◆ **Action item**: Output every entry below exactly as it is written.
[Start of Attachment]
PR #1770, opened 2020-01-10
implement editor utils text replace

petrjasek:
SDBELGA-201

### DIFF
--- a/superdesk/editor_utils.py
+++ b/superdesk/editor_utils.py
@@ -479,13 +479,14 @@ class Editor3Content(EditorContent):
         if not value:
             return
 
-        def create_entity(offset, length):
-            entity = {
-                'key': len(self.content_state['entityMap'].keys()),
-                'offset': offset,
-                'length': length,
+        def create_entity(type, data, mutability='MUTABLE'):
+            key = len(self.content_state['entityMap'].keys())
+            self.content_state['entityMap'][str(key)] = {
+                'type': type,
+                'mutability': mutability,
+                'data': data,
             }
-            return entity
+            return key
 
         if html:
             root = parse_html(value, 'html')
@@ -496,20 +497,15 @@ class Editor3Content(EditorContent):
                 except StopIteration:
                     block_type = None
                     depth = 0
-                    if elem.tag == 'figure' and i > 0 and root[i-1].text:
-                        m = re.search(r'<!-- EMBED START Image {id: "(.*)"}', str(root[i-1]).strip())
+                    if elem.tag == 'figure' and i > 0 and root[i - 1].text:
+                        m = re.search(r'<!-- EMBED START Image {id: "(.*)"}', str(root[i - 1]).strip())
                         if m and self.item.get('associations') and self.item['associations'].get(m.group(1)):
                             media = self.item['associations'][m.group(1)]
                             block = self.create_block('atomic', text=" ").data
-                            entity = create_entity(0, 1)
+                            entity_key = create_entity('MEDIA', {'media': media})
+                            block['entityRanges'] = [{'offset': 0, 'length': 1, 'key': entity_key}]
                             block['inlineStyleRanges'] = []
-                            block['entityRanges'] = [entity]
                             self.content_state['blocks'].append(block)
-                            self.content_state['entityMap'][str(entity['key'])] = {
-                                'type': 'MEDIA',
-                                'mutability': 'MUTABLE',
-                                'data': {'media': media},
-                            }
                     elif elem.tag in ('ul', 'ol'):
                         pass
                     elif elem.text and 'EMBED END' in elem.text:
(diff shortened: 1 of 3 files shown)


petrjasek:
I've simplified the api to work like:
```py
from superdesk.editor_utils import text_replace

text_replace(item, 'body_html', 'from', 'to')
```
it handles both editor3 and editor2 fields via converting editor2 content into editor3 format, so we would implement all required utils just once for editor3 content state

what do you think? @jerome-poisson @ride90

superdesk/editor_utils.py
```diff
@@ -392,7 +454,7 @@ class Editor3Content(EditorContent):
     editor_version = 3
     HTML_EXPORTER = DraftJSHTMLExporter
 
-    def __init__(self, item, field='body_html'):
+    def __init__(self, item, field='body_html', html=True):
```
jerome-poisson: we can guess content type from the suffix (body_**html**), so maybe we can detect with suffix by default with a `html=None` value, and use `True`/`False` only when we want to force or not HTML.

superdesk/editor_utils.py
```diff
@@ -401,29 +463,154 @@ def __init__(self, item, field='body_html'):
...
+                        if m and self.item.get('associations') and self.item['associations'].get(m.group(1)):
+                            media = self.item['associations'][m.group(1)]
+                            create_atomic_block('MEDIA', {'media': media})
+                        continue
+                    elif elem.tag in ('ul', 'ol'):
+                        pass
+                    elif elem.text and '<!-- EMBED' in str(elem):
+                        continue
+                    elif elem.tag == 'table':
+                        data = {'numCols': 0, 'numRows': 0, 'withHeader': False, 'cells': {}}
```
jerome-poisson: Initially I was thinking about creating specialised block classes with high level method, for instance there would be here a `TableBlock` with methods like `addRow` or `addCol`, that would avoid the manipulation of data inside `Editor3Content`. The goal is to let the dev modify internal data if necessary, but to have high level methods to make life easy as much as possible.

@petrjasek @ride90 what do you think?

superdesk/editor_utils.py
```diff
@@ -439,3 +626,20 @@ def prepend_block(self, block):
         else:
             index = 0
         self.blocks.insert(index, block)
+
+
+def replace_text(item, field, old, new, html=True):
```
jerome-poisson: here too, `html` can be guessed from `field` name

superdesk/editor_utils.py
```diff
@@ -439,3 +626,20 @@ def prepend_block(self, block):
...
+    editor = Editor3Content(item, field, html)
+    for block in editor.blocks:
+        block.replace_text(old, new)
+    editor.update_item(html)
+
+
+def filter_blocks(item, field, filter, html=True):
```
jerome-poisson: same comment for `html`

superdesk/editor_utils.py
```diff
@@ -401,29 +465,170 @@ def __init__(self, item, field='body_html'):
...
+    def text(self):
+        return '\n'.join([block.text for block in self.blocks])
+
     def get_next_entity_key(self):
         """Return a non existing key for entityMap"""
         return max((int(k) for k in self.content_state['entityMap'].keys()), default=-1) + 1
 
-    def update_item(self):
-        self.item[self.field] = self.html
+    def update_item(self, html=True):
```
jerome-poisson: why do we have to specify again HTML when we already did in `__init__`? We may want to convert a text field to HTML or vice versa, but in this case the `self.field` should change too, right?

superdesk/editor_utils.py
```diff
@@ -401,29 +465,170 @@ def __init__(self, item, field='body_html'):
         self.field = field
         data = item.get('fields_meta', {}).get(field, {})
```
jerome-poisson: I don't remember why exactly it was done this way, but I think that it should be a `setdefault` here instead of `get`, otherwise `fields_meta` won't be generated if it was not already present in the item (which can happen even for editor 3 on just ingested or unmodified articles)

superdesk/editor_utils.py
```diff
@@ -439,3 +644,20 @@ def prepend_block(self, block):
         else:
             index = 0
         self.blocks.insert(index, block)
+
+
+def replace_text(item, field, old, new, html=True):
+    editor = Editor3Content(item, field, html)
```
jerome-poisson: It's a good idea to manage both editor2 and editor3, but I think we should have a dedicated `Editor2Content` which may simply inheritate from `Editor3Content` and remove `fields_meta` after updating.
There is already an `EditorContent` factory, you just have to replace the `NotImplementedError` by the new `Editor2Content`: https://github.com/superdesk/superdesk-core/blob/39dfe04397b99f95d88cb5e3437d1e4c3e734784/superdesk/editor_utils.py#L254

superdesk/editor_utils.py
petrjasek: we could guess it for core fields, but not sure about extra fields so would rather make it explicit

superdesk/editor_utils.py
petrjasek: my bad, didn't have it in init at first, only added it later

superdesk/editor_utils.py
```diff
@@ -439,3 +615,70 @@ def prepend_block(self, block):
...
+            continue
+        start = 0
+        while True:
+            try:
+                index = block['text'].index(old, start)
+                start = index + len(old)
+                block['text'] = new.join([block['text'][:index], block['text'][start:]])
+                for range_field in (ENTITY_RANGES, INLINE_STYLE_RANGES):
+                    if block.get(range_field):
+                        ranges = []
```
ride90: we might lose all style ranges at this point.
Example:
```
item = {
    'body_html': '<h1>head</h1>\n<p>lorem <b>this is bold</b> and <b>bold</b> end</p>',
    'fields_meta': {}
}
replace_text(item, 'body_html', 'bold', 'UL')
pprint(item)
```

superdesk/editor_utils.py
ride90: Sure, that makes sense, but I would not spend time with it until manipulations with tables are required.

superdesk/editor_utils.py
petrjasek: I would actually keep fields_meta once it's parsed so we don't have to parse it again if doing multiple edits

superdesk/editor_utils.py
jerome-poisson: indeed, let's keep it for a later time

superdesk/editor_utils.py
jerome-poisson: Editor instance is not returned, but still I find it more clean to use the dedicated factory, even if `Editor2Content` would only be a subclass of `Editor3Content`. This way, if one day we have `Editor4Content`, we would not have to change this method.

jerome-poisson:
@petrjasek @ride90 RST documentation should also be updated.

superdesk/editor_utils.py
petrjasek: I've fixed it to keep styles

superdesk/editor_utils.py
```diff
@@ -12,12 +12,15 @@
 import re
 import logging
 import uuid
+import json
```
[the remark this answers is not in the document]
petrjasek: it is used now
[End of Attachment]
◆ **Your solution**:
PR #1770, opened 2020-01-10
implement editor utils text replace

petrjasek:
SDBELGA-201

### DIFF
--- a/superdesk/editor_utils.py
+++ b/superdesk/editor_utils.py
@@ -479,13 +479,14 @@ class Editor3Content(EditorContent):
         if not value:
             return
 
-        def create_entity(offset, length):
-            entity = {
-                'key': len(self.content_state['entityMap'].keys()),
-                'offset': offset,
-                'length': length,
+        def create_entity(type, data, mutability='MUTABLE'):
+            key = len(self.content_state['entityMap'].keys())
+            self.content_state['entityMap'][str(key)] = {
+                'type': type,
+                'mutability': mutability,
+                'data': data,
             }
-            return entity
+            return key
 
         if html:
             root = parse_html(value, 'html')
@@ -496,20 +497,15 @@ class Editor3Content(EditorContent):
                 except StopIteration:
                     block_type = None
                     depth = 0
-                    if elem.tag == 'figure' and i > 0 and root[i-1].text:
-                        m = re.search(r'<!-- EMBED START Image {id: "(.*)"}', str(root[i-1]).strip())
+                    if elem.tag == 'figure' and i > 0 and root[i - 1].text:
+                        m = re.search(r'<!-- EMBED START Image {id: "(.*)"}', str(root[i - 1]).strip())
                         if m and self.item.get('associations') and self.item['associations'].get(m.group(1)):
                             media = self.item['associations'][m.group(1)]
                             block = self.create_block('atomic', text=" ").data
-                            entity = create_entity(0, 1)
+                            entity_key = create_entity('MEDIA', {'media': media})
+                            block['entityRanges'] = [{'offset': 0, 'length': 1, 'key': entity_key}]
                             block['inlineStyleRanges'] = []
-                            block['entityRanges'] = [entity]
                             self.content_state['blocks'].append(block)
-                            self.content_state['entityMap'][str(entity['key'])] = {
-                                'type': 'MEDIA',
-                                'mutability': 'MUTABLE',
-                                'data': {'media': media},
-                            }
                     elif elem.tag in ('ul', 'ol'):
                         pass
                     elif elem.text and 'EMBED END' in elem.text:
(diff shortened: 1 of 3 files shown)


petrjasek:
I've simplified the api to work like:
```py
from superdesk.editor_utils import text_replace

text_replace(item, 'body_html', 'from', 'to')
```
it handles both editor3 and editor2 fields via converting editor2 content into editor3 format, so we would implement all required utils just once for editor3 content state

what do you think? @jerome-poisson @ride90

superdesk/editor_utils.py
```diff
@@ -392,7 +454,7 @@ class Editor3Content(EditorContent):
     editor_version = 3
     HTML_EXPORTER = DraftJSHTMLExporter
 
-    def __init__(self, item, field='body_html'):
+    def __init__(self, item, field='body_html', html=True):
```
jerome-poisson: we can guess content type from the suffix (body_**html**), so maybe we can detect with suffix by default with a `html=None` value, and use `True`/`False` only when we want to force or not HTML.

superdesk/editor_utils.py
```diff
@@ -401,29 +463,154 @@ def __init__(self, item, field='body_html'):
...
+                        if m and self.item.get('associations') and self.item['associations'].get(m.group(1)):
+                            media = self.item['associations'][m.group(1)]
+                            create_atomic_block('MEDIA', {'media': media})
+                        continue
+                    elif elem.tag in ('ul', 'ol'):
+                        pass
+                    elif elem.text and '<!-- EMBED' in str(elem):
+                        continue
+                    elif elem.tag == 'table':
+                        data = {'numCols': 0, 'numRows': 0, 'withHeader': False, 'cells': {}}
```
jerome-poisson: Initially I was thinking about creating specialised block classes with high level method, for instance there would be here a `TableBlock` with methods like `addRow` or `addCol`, that would avoid the manipulation of data inside `Editor3Content`. The goal is to let the dev modify internal data if necessary, but to have high level methods to make life easy as much as possible.

@petrjasek @ride90 what do you think?

superdesk/editor_utils.py
```diff
@@ -439,3 +626,20 @@ def prepend_block(self, block):
         else:
             index = 0
         self.blocks.insert(index, block)
+
+
+def replace_text(item, field, old, new, html=True):
```
jerome-poisson: here too, `html` can be guessed from `field` name

superdesk/editor_utils.py
```diff
@@ -439,3 +626,20 @@ def prepend_block(self, block):
...
+    editor = Editor3Content(item, field, html)
+    for block in editor.blocks:
+        block.replace_text(old, new)
+    editor.update_item(html)
+
+
+def filter_blocks(item, field, filter, html=True):
```
jerome-poisson: same comment for `html`

superdesk/editor_utils.py
```diff
@@ -401,29 +465,170 @@ def __init__(self, item, field='body_html'):
...
+    def text(self):
+        return '\n'.join([block.text for block in self.blocks])
+
     def get_next_entity_key(self):
         """Return a non existing key for entityMap"""
         return max((int(k) for k in self.content_state['entityMap'].keys()), default=-1) + 1
 
-    def update_item(self):
-        self.item[self.field] = self.html
+    def update_item(self, html=True):
```
jerome-poisson: why do we have to specify again HTML when we already did in `__init__`? We may want to convert a text field to HTML or vice versa, but in this case the `self.field` should change too, right?

superdesk/editor_utils.py
```diff
@@ -401,29 +465,170 @@ def __init__(self, item, field='body_html'):
         self.field = field
         data = item.get('fields_meta', {}).get(field, {})
```
jerome-poisson: I don't remember why exactly it was done this way, but I think that it should be a `setdefault` here instead of `get`, otherwise `fields_meta` won't be generated if it was not already present in the item (which can happen even for editor 3 on just ingested or unmodified articles)

superdesk/editor_utils.py
```diff
@@ -439,3 +644,20 @@ def prepend_block(self, block):
         else:
             index = 0
         self.blocks.insert(index, block)
+
+
+def replace_text(item, field, old, new, html=True):
+    editor = Editor3Content(item, field, html)
```
jerome-poisson: It's a good idea to manage both editor2 and editor3, but I think we should have a dedicated `Editor2Content` which may simply inheritate from `Editor3Content` and remove `fields_meta` after updating.
There is already an `EditorContent` factory, you just have to replace the `NotImplementedError` by the new `Editor2Content`: https://github.com/superdesk/superdesk-core/blob/39dfe04397b99f95d88cb5e3437d1e4c3e734784/superdesk/editor_utils.py#L254

superdesk/editor_utils.py
petrjasek: we could guess it for core fields, but not sure about extra fields so would rather make it explicit

superdesk/editor_utils.py
petrjasek: my bad, didn't have it in init at first, only added it later

superdesk/editor_utils.py
```diff
@@ -439,3 +615,70 @@ def prepend_block(self, block):
...
+            continue
+        start = 0
+        while True:
+            try:
+                index = block['text'].index(old, start)
+                start = index + len(old)
+                block['text'] = new.join([block['text'][:index], block['text'][start:]])
+                for range_field in (ENTITY_RANGES, INLINE_STYLE_RANGES):
+                    if block.get(range_field):
+                        ranges = []
```
ride90: we might lose all style ranges at this point.
Example:
```
item = {
    'body_html': '<h1>head</h1>\n<p>lorem <b>this is bold</b> and <b>bold</b> end</p>',
    'fields_meta': {}
}
replace_text(item, 'body_html', 'bold', 'UL')
pprint(item)
```

superdesk/editor_utils.py
ride90: Sure, that makes sense, but I would not spend time with it until manipulations with tables are required.

superdesk/editor_utils.py
petrjasek: I would actually keep fields_meta once it's parsed so we don't have to parse it again if doing multiple edits

superdesk/editor_utils.py
jerome-poisson: indeed, let's keep it for a later time

superdesk/editor_utils.py
jerome-poisson: Editor instance is not returned, but still I find it more clean to use the dedicated factory, even if `Editor2Content` would only be a subclass of `Editor3Content`. This way, if one day we have `Editor4Content`, we would not have to change this method.

jerome-poisson:
@petrjasek @ride90 RST documentation should also be updated.

superdesk/editor_utils.py
petrjasek: I've fixed it to keep styles

superdesk/editor_utils.py
```diff
@@ -12,12 +12,15 @@
 import re
 import logging
 import uuid
+import json
```
[the remark this answers is not in the document]
petrjasek: it is used now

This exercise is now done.